» **THE TASK**: Whenever a line in the data holds the string "cannot", pull that line out.

» **Stored items**:
PR #61, opened 2024-05-13
Add bit stream filter support

leandromoreira:
Add support to [Bit Stream Filter](https://ffmpeg.org/doxygen/5.1/group__lavc__bsf.html).

> Bitstream filters transform encoded media data without decoding it. This allows e.g. manipulating various header values. Bitstream filters operate on [AVPackets](https://ffmpeg.org/doxygen/5.1/structAVPacket.html).
>
> The bitstream filtering API is centered around two structures: [AVBitStreamFilter](https://ffmpeg.org/doxygen/5.1/structAVBitStreamFilter.html) and [AVBSFContext](https://ffmpeg.org/doxygen/5.1/structAVBSFContext.html). The former represents a bitstream filter in abstract, the latter a specific filtering process. Obtain an [AVBitStreamFilter](https://ffmpeg.org/doxygen/5.1/structAVBitStreamFilter.html) using [av_bsf_get_by_name()](https://ffmpeg.org/doxygen/5.1/group__lavc__bsf.html#gae491493190b45698ebd43db28c4e8fe9) or [av_bsf_iterate()](https://ffmpeg.org/doxygen/5.1/group__lavc__bsf.html#gaff3224f9026f829d25557cf85c9e9e12), then pass it to [av_bsf_alloc()](https://ffmpeg.org/doxygen/5.1/group__lavc__bsf.html#ga7da65af303e20c9546e15ec266b182c1) to create an [AVBSFContext](https://ffmpeg.org/doxygen/5.1/structAVBSFContext.html). [Fill](https://ffmpeg.org/doxygen/5.1/structFill.html) in the user-settable [AVBSFContext](https://ffmpeg.org/doxygen/5.1/structAVBSFContext.html) fields, as described in its documentation, then call [av_bsf_init()](https://ffmpeg.org/doxygen/5.1/group__lavc__bsf.html#ga242529d54013acf87e94273d298a5ff2) to prepare the filter context for use.
>
> Submit packets for filtering using [av_bsf_send_packet()](https://ffmpeg.org/doxygen/5.1/group__lavc__bsf.html#gaada9ea8f08d3dcf23c14564dbc88992c), obtain filtered results with [av_bsf_receive_packet()](https://ffmpeg.org/doxygen/5.1/group__lavc__bsf.html#ga7fffb6c87b91250956e7a2367af56b38). When no more input packets will be sent, submit a NULL [AVPacket](https://ffmpeg.org/doxygen/5.1/structAVPacket.html) to signal the end of the stream to the filter. [av_bsf_receive_packet()](https://ffmpeg.org/doxygen/5.1/group__lavc__bsf.html#ga7fffb6c87b91250956e7a2367af56b38) will then return trailing packets, if any are produced by the filter.
>
> Finally, free the filter context with [av_bsf_free()](https://ffmpeg.org/doxygen/5.1/group__lavc__bsf.html#ga08d53431e76355f88e27763b1940df4f).

src: https://github.com/FFmpeg/FFmpeg/blob/release/5.1/libavcodec/bsf.h

### DIFF
--- a/astiav_test.go
+++ b/astiav_test.go
@@ -12,16 +12,6 @@ import (
 
 var globalHelper = newHelper()
 
-type testConfig struct {
-	withBitStreamFilter *string
-}
-
-func withBitStreamFilter(fn string) func(c *testConfig) {
-	return func(c *testConfig) {
-		c.withBitStreamFilter = &fn
-	}
-}
-
 func TestMain(m *testing.M) {
 	// Make sure to exit with the proper code
 	var code int
@@ -95,19 +85,22 @@ func (h *helper) inputFormatContext(name string) (fc *FormatContext, err error) 
 	return
 }
 
-func (h *helper) bitStreamFilterContext(fc *FormatContext, pkt *Packet, tc *testConfig) (*BitStreamFilterContext, error) {
+func (h *helper) bitStreamFilterContext(fc *FormatContext, si int, fn string) (*BitStreamFilterContext, error) {
 	var cs *Stream
 	for _, s := range fc.Streams() {
-		if s.Index() != pkt.StreamIndex() {
+		if s.Index() != si {
 			continue
 		}
 		cs = s
 		break
 	}
+	if cs == nil {
+		return nil, fmt.Errorf("astiav_test: could not find a stream to the packet")
+	}
 
-	bsf := FindBitStreamFilterByName(*tc.withBitStreamFilter)
+	bsf := FindBitStreamFilterByName(fn)
 	if bsf == nil {
-		return nil, fmt.Errorf("astiav_test: cannot find the bit stream filter %s", *tc.withBitStreamFilter)
+		return nil, fmt.Errorf("astiav_test: cannot find the bit stream filter %s", fn)
 	}
 
 	var bsfc *BitStreamFilterContext
@@ -129,12 +122,7 @@ func (h *helper) bitStreamFilterContext(fc *FormatContext, pkt *Packet, tc *test
 	return bsfc, nil
 }
 
-func (h *helper) inputFirstPacket(name string, options ...func(*testConfig)) (pkt *Packet, err error) {
-	testConfig := &testConfig{}
-	for _, o := range options {
-		o(testConfig)
-	}
-
+func (h *helper) inputFirstPacket(name string) (pkt *Packet, err error) {
 	h.m.Lock()
 	i, ok := h.inputs[name]
 	if ok && i.firstPkt != nil {
@@ -161,30 +149,49 @@ func (h *helper) inputFirstPacket(name string, options ...func(*testConfig)) (pk
 		return
 	}
 
-	if testConfig.withBitStreamFilter != nil {
-		var bsfc *BitStreamFilterContext
-
-		bsfc, err = h.bitStreamFilterContext(fc, pkt, testConfig)
-		if err != nil {
-			pkt = nil
-			return
-		}
-
-		if err = bsfc.SendPacket(pkt); err != nil {
-			err = fmt.Errorf("astiav_test: error while sending the packet %w", err)
-			pkt = nil
-			return
-		}
-		if err = bsfc.ReceivePacket(pkt); err != nil {
-			pkt = nil
-			err = fmt.Errorf("astiav_test: error while receiving the packet %w", err)
-			return
-		}
-	}
-
 	h.m.Lock()
 	h.inputs[name].firstPkt = pkt
 	h.m.Unlock()
+	return
+}
+
+func (h *helper) inputFirstPacketWithBitStreamFilter(name string, fn string) (pkt *Packet, err error) {
+	var fc *FormatContext
+	if fc, err = h.inputFormatContext(name); err != nil {
+		err = fmt.Errorf("astiav_test: getting input format context failed")
+		return
+	}
+
+	pkt = AllocPacket()
+	if pkt == nil {
+		err = errors.New("astiav_test: pkt is nil")
+		return
+	}
+	h.closer.Add(pkt.Free)
+
+	if err = fc.ReadFrame(pkt); err != nil {
+		err = fmt.Errorf("astiav_test: reading frame failed: %w", err)
+		return
+	}
+
+	var bsfc *BitStreamFilterContext
+
+	bsfc, err = h.bitStreamFilterContext(fc, pkt.StreamIndex(), fn)
+	if err != nil {
+		pkt = nil
+		return
+	}
+
+	if err = bsfc.SendPacket(pkt); err != nil {
+		err = fmt.Errorf("astiav_test: error while sending the packet %w", err)
+		pkt = nil
+		return
+	}
+	if err = bsfc.ReceivePacket(pkt); err != nil {
+		pkt = nil
+		err = fmt.Errorf("astiav_test: error while receiving the packet %w", err)
+		return
+	}
 	return
 }
 
--- a/astiav_test.go
+++ b/astiav_test.go
@@ -155,7 +155,7 @@ func (h *helper) inputFirstPacket(name string) (pkt *Packet, err error) {
 	return
 }
 
-func (h *helper) inputFirstPacketWithBitStreamFilter(name string, fn string) (pkt *Packet, err error) {
+func (h *helper) inputFirstVideoPacketWithBitStreamFilter(name string, fn string) (pkt *Packet, err error) {
 	var fc *FormatContext
 	if fc, err = h.inputFormatContext(name); err != nil {
 		err = fmt.Errorf("astiav_test: getting input format context failed")
@@ -168,14 +168,32 @@ func (h *helper) inputFirstPacketWithBitStreamFilter(name string, fn string) (pk
 		return
 	}
 	h.closer.Add(pkt.Free)
+	var foundVideo bool
 
-	if err = fc.ReadFrame(pkt); err != nil {
-		err = fmt.Errorf("astiav_test: reading frame failed: %w", err)
+	for {
+		if err = fc.ReadFrame(pkt); err != nil {
+			err = fmt.Errorf("astiav_test: reading frame failed: %w", err)
+			return
+		}
+
+		for _, s := range fc.Streams() {
+			if s.Index() == pkt.StreamIndex() && s.CodecParameters().CodecID() == CodecIDH264 {
+				foundVideo = true
+				break
+			}
+		}
+		if foundVideo {
+			break
+		}
+	}
+
+	if !foundVideo {
+		err = fmt.Errorf("astiav_test: there must be an h264 stream")
+		pkt = nil
 		return
 	}
 
 	var bsfc *BitStreamFilterContext
-
 	bsfc, err = h.bitStreamFilterContext(fc, pkt.StreamIndex(), fn)
 	if err != nil {
 		pkt = nil
--- a/astiav_test.go
+++ b/astiav_test.go
@@ -12,6 +12,16 @@ import (
 
 var globalHelper = newHelper()
 
+type testConfig struct {
+	withBitStreamFilter *string
+}
+
+func withBitStreamFilter(fn string) func(c *testConfig) {
+	return func(c *testConfig) {
+		c.withBitStreamFilter = &fn
+	}
+}
+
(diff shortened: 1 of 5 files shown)


bit_stream_filter.go
```diff
@@ -0,0 +1,28 @@
...
+// https://github.com/FFmpeg/FFmpeg/blob/release/5.1/libavcodec/bsf.h#L111
+type BitStreamFilter struct {
+	c *C.struct_AVBitStreamFilter
+}
+
+func newBitStreamFilterFromC(c *C.struct_AVBitStreamFilter) *BitStreamFilter {
+	if c == nil {
+		return nil
+	}
+	cc := &BitStreamFilter{c: c}
```
asticode, line 20: Could you `return &BitStreamFilter{c: c}` right away without creating the intermediary `cc`?

bit_stream_filter_context.go
```diff
@@ -0,0 +1,81 @@
...
+//#cgo pkg-config: libavcodec
+//#include <libavcodec/bsf.h>
+import "C"
+import (
+	"errors"
+	"unsafe"
+)
+
+// https://github.com/FFmpeg/FFmpeg/blob/release/5.1/libavcodec/bsf.h#L68
+type BSFContext struct {
```
asticode, line 12: Could you rename the struct to `BitStreamFilterContext`?

bit_stream_filter_context.go
```diff
@@ -0,0 +1,81 @@
...
+	c *C.struct_AVBSFContext
+}
+
+func newBSFContextFromC(c *C.struct_AVBSFContext) *BSFContext {
+	if c == nil {
+		return nil
+	}
+	bsfCtx := &BSFContext{c: c}
```
asticode, line 20: Could you rename all `bsfCtx` occurences in this file to `bsfc` instead?

bit_stream_filter_context.go
```diff
@@ -0,0 +1,81 @@
...
+	classers.set(bsfCtx)
+	return bsfCtx
+}
+
+var _ Classer = (*BSFContext)(nil)
+
+func AllocBitStreamContext(f *BitStreamFilter) (*BSFContext, error) {
```
asticode, line 27: Could you rename this function to `AllocBitStreamFilterContext` instead?

bit_stream_filter_context.go
```diff
@@ -0,0 +1,81 @@
...
+	}
+
+	return newBSFContextFromC(bsfCtx), nil
+}
+
+func (bsfCtx *BSFContext) Class() *Class {
+	return newClassFromC(unsafe.Pointer(bsfCtx.c))
+}
+
+func (bsfCtx *BSFContext) Init() error {
```
asticode, line 44: Could you rename this function to `Initialize`?

bit_stream_filter_context.go
```diff
@@ -0,0 +1,81 @@
...
+	return newError(C.av_bsf_init(bsfCtx.c))
+}
+
+func (bsfCtx *BSFContext) SendPacket(p *Packet) error {
+	if p == nil {
```
asticode, line 49: The doc states that the packet can be nil (you need this to flush the context properly). Therefore I would do something like this instead:
```go
var pc *C.struct_AVPacket
if p != nil {
  pc = p.c
}
return newError(C.av_bsf_send_packet(bsfc.c, pc))
```

asticode (commented):
Thanks for the PR ❤️ 

I've made some comments 👍 

Also, could you add tests?
- for the bit stream filter, the best would be to add a `Name() string` function in the struct, and in the test find a filter available by default and assert its name.
- for the bit stream filter context, the best would be to test allocating a context, initializing it and freeing it. Before freeing it, that would be a good idea to test the getters and setters as well (for the Class you can use something similar to [this](https://github.com/asticode/go-astiav/blob/master/format_context_test.go#L30)). If you find a way to test Send/ReceivePacket that would be even better, but that's optionnal.

leandromoreira (commented):
done

asticode:
Nice! Did you see the part of my comment mentioning tests as well?

leandromoreira:
> Thanks for the PR ❤️
> 
> I've made some comments 👍
> 
> Also, could you add tests?
> 
>     * for the bit stream filter, the best would be to add a `Name() string` function (and a `String() string` function that would return the result of .Name()) in the struct, and in the test find a filter available by default and assert its name.
> 
>     * for the bit stream filter context, the best would be to test allocating a context, initializing it and freeing it. Before freeing it, that would be a good idea to test the getters and setters as well (for the Class you can use something similar to [this](https://github.com/asticode/go-astiav/blob/master/format_context_test.go#L30)). If you find a way to test Send/ReceivePacket that would be even better, but that's optionnal.

Will add tests later :)

leandromoreira:
The tests I introduced are passing:

```
 === RUN   TestBitStreamFilterContext
--- PASS: TestBitStreamFilterContext (0.00s)
=== RUN   TestBitStreamFilter
--- PASS: TestBitStreamFilter (0.00s)
```
They shouldn't cause any side effect though.

bit_stream_filter_test.go
```diff
@@ -0,0 +1,21 @@
+package astiav
+
+import (
+	"testing"
+
+	"github.com/stretchr/testify/require"
+)
+
+func TestBitStreamFilter(t *testing.T) {
+	bitStreamFilterNames := []string{"h264_mp4toannexb", "null", "setts"}
```
asticode, line 10: I don't think we need to test 3 filters here, could you only test the `null` filter?
Testing for an invalid filter name is a good idea however 👍

bit_stream_filter_context_test.go
```diff
@@ -0,0 +1,42 @@
...
+	"github.com/stretchr/testify/require"
+)
+
+func TestBitStreamFilterContext(t *testing.T) {
+	bsf := FindBitStreamFilterByName("null")
+	require.NotNil(t, bsf)
+
+	bsfc, err := AllocBitStreamFilterContext(bsf)
+	require.NotNil(t, bsfc)
+	require.Nil(t, err)
```
asticode, line 15: Could you use `require.NoError` instead?

astiav_test.go
```diff
@@ -85,6 +85,43 @@ func (h *helper) inputFormatContext(name string) (fc *FormatContext, err error)
 	return
 }
 
+func (h *helper) bitStreamFilterContext(fc *FormatContext, si int, fn string) (*BitStreamFilterContext, error) {
```
asticode, line 88: I don't feel the way we test `SendPacket` and `ReceivePacket` is sufficient right now but I'm not sure how to do it differently. In the meantime I'd rather not add it in the PR and add a TODO instead.
Therefore could you remove the changes in `astiav_test.go` and in `bit_stream_filter_context_test.go` remove all things needed to test both `SendPacket` and `ReceivePacket`?

bit_stream_filter_context_test.go
```diff
@@ -0,0 +1,42 @@
...
+	bsfc.SetTimeBaseIn(NewRational(15, 1))
+	require.Equal(t, NewRational(15, 1), bsfc.TimeBaseIn())
+
+	fc, err := globalHelper.inputFormatContext("video.mp4")
+	require.NoError(t, err)
+	ss := fc.Streams()
+	require.Len(t, ss, 2)
+	s1 := ss[0]
+
+	cp1 := s1.CodecParameters()
```
asticode, line 31: Instead of using `s1.CodecParameters()` could you alloc a new codec parameter (don't forget to free it) whom you'll can only set the codec id in order to test `CodecParameterIn` setter and getter?

bit_stream_filter_context_test.go
```diff
@@ -0,0 +1,42 @@
...
+	defer bsfc.Free()
+
+	cl := bsfc.Class()
+	require.NotNil(t, cl)
+	require.Equal(t, "AVBSFContext", cl.Name())
+
+	bsfc.SetTimeBaseIn(NewRational(15, 1))
+	require.Equal(t, NewRational(15, 1), bsfc.TimeBaseIn())
+
+	fc, err := globalHelper.inputFormatContext("video.mp4")
```
asticode, line 25: Following my previous comment, this would need to be removed

bit_stream_filter_context_test.go
```diff
@@ -0,0 +1,42 @@
...
+	require.NoError(t, err)
+	ss := fc.Streams()
+	require.Len(t, ss, 2)
+	s1 := ss[0]
+
+	cp1 := s1.CodecParameters()
+	bsfc.SetCodecParametersIn(cp1)
+	require.Equal(t, int64(441324), bsfc.CodecParametersIn().BitRate())
+
+	// video.mp4 bit stream h264 format is avcc
```
asticode, line 35: Following my previous comment, this would need to be removed

bit_stream_filter_context_test.go
```diff
@@ -0,0 +1,42 @@
...
+
+	fc, err := globalHelper.inputFormatContext("video.mp4")
+	require.NoError(t, err)
+	ss := fc.Streams()
+	require.Len(t, ss, 2)
+	s1 := ss[0]
+
+	cp1 := s1.CodecParameters()
+	bsfc.SetCodecParametersIn(cp1)
+	require.Equal(t, int64(441324), bsfc.CodecParametersIn().BitRate())
```
asticode, line 33: You'll need to test the codec id instead

asticode (changes requested):

asticode:
> The tests I introduced are passing:
> 
> ```
>  === RUN   TestBitStreamFilterContext
> --- PASS: TestBitStreamFilterContext (0.00s)
> === RUN   TestBitStreamFilter
> --- PASS: TestBitStreamFilter (0.00s)
> ```
> 
> They shouldn't cause any side effect though.

Yeah testing `SendPacket` and `ReceivePacket` like this doesn't feel right, but I have no alternative for now. Could add `// TODO Test SendPacket and ReceivePacket` at the end of `TestBitStreamFilterContext` in `bit_stream_filter_context_test.go` though?

asticode:
Windows tests seem to be failing (without any error message, that would be too easy otherwise 🤦 ), I'll take a look

leandromoreira:
> Windows tests seem to be failing (without any error message, that would be too easy otherwise 🤦 ), I'll take a look

:( I don't have a windows to test, otherwise I'd try to help.

BTW, is it easy to run tests locally on macos?

asticode:
> :( I don't have a windows to test, otherwise I'd try to help.

I'm using Github actions to run tests on windows and linux

> BTW, is it easy to run tests locally on macos?

Sure, as long as ffmpeg is installed and the proper environment variables are setup, a simple `go test` does the trick

bit_stream_filter_context_test.go
```diff
@@ -0,0 +1,34 @@
...
+	cl := bsfc.Class()
+	require.NotNil(t, cl)
+	require.Equal(t, "AVBSFContext", cl.Name())
+
+	bsfc.SetTimeBaseIn(NewRational(15, 1))
+	require.Equal(t, NewRational(15, 1), bsfc.TimeBaseIn())
+
+	cp1 := AllocCodecParameters()
+	require.NotNil(t, cp1)
+	defer cp1.Free()
```
asticode, line 27: OK so I figured out why tests were failing on Windows, basically you need to remove the `defer cp1.Free()` since the context seems to be taking ownership of the codec parameters and free it when calling `bsfc.Free()`

asticode (changes requested):

bit_stream_filter_context_test.go
leandromoreira: thanks, great catch! :)

leandromoreira: probably calling free twice on unix didn't raise an error while on windows it'll

CypherpunkSamurai:
> > :( I don't have a windows to test, otherwise I'd try to help.
> 
> I'm using Github actions to run tests on windows and linux
> 
> > BTW, is it easy to run tests locally on macos?
> 
> Sure, as long as ffmpeg is installed and the proper environment variables are setup, a simple `go test` does the trick

Can you please help me, I have the ffmpeg binary available in path, yet when i run go build it seems to fail.

asticode:
You need to install `pkg-config` on the machine and it should be available in your `$PATH` 👍 

Let me know whether you need more help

» **EXERCISE SOLUTION**:
-		return nil, fmt.Errorf("astiav_test: cannot find the bit stream filter %s", *tc.withBitStreamFilter)
+		return nil, fmt.Errorf("astiav_test: cannot find the bit stream filter %s", fn)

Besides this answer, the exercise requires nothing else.